» **PROBLEM REQUIREMENTS**:
Among the lines below, return each one that contains the word "RNAztec".

MATERIAL FOR THE TASK START

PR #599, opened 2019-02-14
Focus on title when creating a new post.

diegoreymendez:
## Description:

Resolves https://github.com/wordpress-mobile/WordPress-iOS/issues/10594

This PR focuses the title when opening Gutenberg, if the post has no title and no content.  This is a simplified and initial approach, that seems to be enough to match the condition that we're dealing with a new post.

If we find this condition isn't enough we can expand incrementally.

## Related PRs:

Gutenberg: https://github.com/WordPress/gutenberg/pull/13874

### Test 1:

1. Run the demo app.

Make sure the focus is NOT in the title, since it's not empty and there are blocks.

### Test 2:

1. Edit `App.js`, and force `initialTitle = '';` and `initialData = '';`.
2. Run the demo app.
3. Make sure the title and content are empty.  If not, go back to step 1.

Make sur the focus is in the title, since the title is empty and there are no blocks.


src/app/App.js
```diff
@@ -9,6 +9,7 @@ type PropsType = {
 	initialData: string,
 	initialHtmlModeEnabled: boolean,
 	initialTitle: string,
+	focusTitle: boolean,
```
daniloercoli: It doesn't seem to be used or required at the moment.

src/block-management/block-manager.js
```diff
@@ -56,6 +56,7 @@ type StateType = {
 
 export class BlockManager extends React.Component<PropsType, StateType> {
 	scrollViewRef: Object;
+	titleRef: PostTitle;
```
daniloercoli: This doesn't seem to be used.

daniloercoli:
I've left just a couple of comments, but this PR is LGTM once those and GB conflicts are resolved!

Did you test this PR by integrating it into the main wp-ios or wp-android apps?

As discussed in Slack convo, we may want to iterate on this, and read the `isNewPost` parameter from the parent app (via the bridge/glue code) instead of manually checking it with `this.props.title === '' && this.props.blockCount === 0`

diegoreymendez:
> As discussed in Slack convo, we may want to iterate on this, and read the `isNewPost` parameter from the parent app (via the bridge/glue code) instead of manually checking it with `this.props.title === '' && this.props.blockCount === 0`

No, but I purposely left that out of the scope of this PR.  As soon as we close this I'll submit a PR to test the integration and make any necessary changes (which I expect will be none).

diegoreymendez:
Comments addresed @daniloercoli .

MATERIAL FOR THE TASK END
MATERIAL FOR THE TASK START

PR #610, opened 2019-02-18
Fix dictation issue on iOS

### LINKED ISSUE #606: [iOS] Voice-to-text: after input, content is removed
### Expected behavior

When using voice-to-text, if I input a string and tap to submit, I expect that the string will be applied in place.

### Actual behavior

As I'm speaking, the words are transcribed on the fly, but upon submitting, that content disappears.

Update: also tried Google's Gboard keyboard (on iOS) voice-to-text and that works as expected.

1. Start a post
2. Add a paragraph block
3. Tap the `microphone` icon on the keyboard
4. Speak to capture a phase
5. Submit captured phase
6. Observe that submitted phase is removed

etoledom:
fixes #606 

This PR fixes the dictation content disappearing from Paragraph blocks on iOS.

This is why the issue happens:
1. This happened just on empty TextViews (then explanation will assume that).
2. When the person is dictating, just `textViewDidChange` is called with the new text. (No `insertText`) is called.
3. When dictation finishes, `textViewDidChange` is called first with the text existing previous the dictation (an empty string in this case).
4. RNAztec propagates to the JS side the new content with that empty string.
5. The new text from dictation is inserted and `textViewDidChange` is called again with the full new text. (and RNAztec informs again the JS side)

MATERIAL FOR THE TASK END

» **TASK RESULT**:
4. RNAztec propagates to the JS side the new content with that empty string.
5. The new text from dictation is inserted and `textViewDidChange` is called again with the full new text. (and RNAztec informs again the JS side)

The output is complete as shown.